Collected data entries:
PR #84, opened 2017-01-11
Always use check_symbol_exists instead of check_function_exists. 

stephen-sorley:
This PR replaces all uses of the check_function_exists() macro with check_symbol_exists(). It fixes a build error with MinGW 32-bit builds, but it applies to all platforms.

The check_function_exists() macro has two big issues:

(1) It can't detect functions that are specified in system headers as a #define macro.

(2) For 32-bit Windows builds, it can't detect functions declared with a different calling convention than __cdecl.  Since the Win32 API uses __stdcall, it can't detect anything from the Win32 API.  This is the true cause of the detection failure mentioned in the code comments describing CARES_FUNCTION_EXISTS.

The check_symbol_exists() macro fixes both of these problems. It solves (1) by checking to see if the function name is a defined macro.  It solves (2) by accepting a list of includes to add to the test source code. The linker is then involved in the check by getting the address of the function.


stephen-sorley:
@gjasny

stephen-sorley:
@bradh352

bradh352:
looks good to me

gjasny:
@bagder What's the policy with merging in c-ares? Should patches be cleaned up before merging?

bradh352:
@gjasny What do you mean by "cleaned up" in relation to this patch?

Unfortunately @stephen-sorley noticed I made a bad assumption with CheckSymbolExists, I thought it only validated the symbol (define or function) was in the headers and didn't do a link check, and for that CheckFunctionExists should be preferred.  However this turns out not to be the case, CheckSymbolExists does both and CheckFunctionExists does a link/library-only check in a flawed way.  Essentially, CheckFunctionExists looks like it really should be marked as deprecated in CMake as it does the wrong thing completely (though will appear to "work" in a large number of cases).

gjasny:
I mean you can see the work progressing in those commits. One commit adds the `SET (CMAKE_EXTRA_INCLUDE_FILES stdlib.h)` line, the other one removes it. In my company we ususally squash those patches together to reduce noise. But other teams have different views and actually like to keep the **whole** history without rewriting anything.

I was just asking what the c-ares project preferences are on that matter.

stephen-sorley:
I think github actually allows you to squash a pull request when you merge it, according to this:

[https://github.com/blog/2141-squash-your-commits](https://github.com/blog/2141-squash-your-commits)

If that doesn't work for you, I can squash it in my local repo and make another pull request.

bagder:
Yes, patches should be squashed properly before merging but may still be more than one commit if they make sense separately - and we prefer rebase instead of merge-commits.

stephen-sorley:
@gjasny 

I went ahead and squashed everything into 1 commit, then did a force push.  I think the PR is ready to merge, unless you noticed any other issues.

__TASK BRIEF__: Only the lines from the one containing "Yes, patches should" through the last line of the records above are to be reproduced, exactly and with both ends included.

__EXPECTED OUTPUT__:
Yes, patches should be squashed properly before merging but may still be more than one commit if they make sense separately - and we prefer rebase instead of merge-commits.

stephen-sorley:
@gjasny 

I went ahead and squashed everything into 1 commit, then did a force push.  I think the PR is ready to merge, unless you noticed any other issues.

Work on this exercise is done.